* Data for analysis:
>>>>
PR #34, opened 2020-12-07
Button constants in Kotlin/Native

justasm:
```kotlin
class ButtonConstants(theme: CurrentTheme) {
     val defaultColor = theme.colorPalette.primary
     val defaultContentColor = theme.colorPalette.onPrimary
     val disabledColor = Gray200
     val textStyle = theme.typographyScale.textL.copy(fontWeight = Bold)
     val minHeight = 48.dp
     val cornerRadius = theme.cornerRadiusScale.buttonRadius
     val defaultTruncate = true
 }
```

Depends on https://github.com/trafi/maas-components/pull/37

cc @domasn


common/core/src/commonMain/kotlin/com/trafi/ui/component/internal/ButtonConstants.kt
```diff
@@ -0,0 +1,16 @@
...
+
+import com.trafi.ui.theme.internal.BasicFontWeight.*
+import com.trafi.ui.theme.internal.ColorPalette.Gray200
+import com.trafi.ui.theme.internal.CurrentTheme
+import com.trafi.ui.theme.internal.copy
+
+class ButtonConstants(theme: CurrentTheme) {
+    val defaultColor = theme.colorPalette.primary
+    val defaultContentColor = theme.colorPalette.onPrimary
+    val disabledColor = Gray200
```
eligijusTrafi, line 11: Should't this color be different for dark theme?

eligijusTrafi: And it is not clear if this is disabled button background color or  disabled button content color

justasm: Good questions 🙂 Just plain "color" refers to the background color, although we could definitely be more explicit if we want to.

eligijusTrafi: No, its ok to keep this naming convention 👍 Personally to me, disabled content color would be nice as white content color on a light gray background color doesn't seem to be nice(Specially when i'm not wearing my 👓) 😄 
Screen Shot 2020-12-10 at 16 34 59

mikasdo (approved):

eligijusTrafi (approved):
<<<<
* Task details: Pick out each line in the material containing "import".

* Result of this task:
+import com.trafi.ui.theme.internal.BasicFontWeight.*
+import com.trafi.ui.theme.internal.ColorPalette.Gray200
+import com.trafi.ui.theme.internal.CurrentTheme
+import com.trafi.ui.theme.internal.copy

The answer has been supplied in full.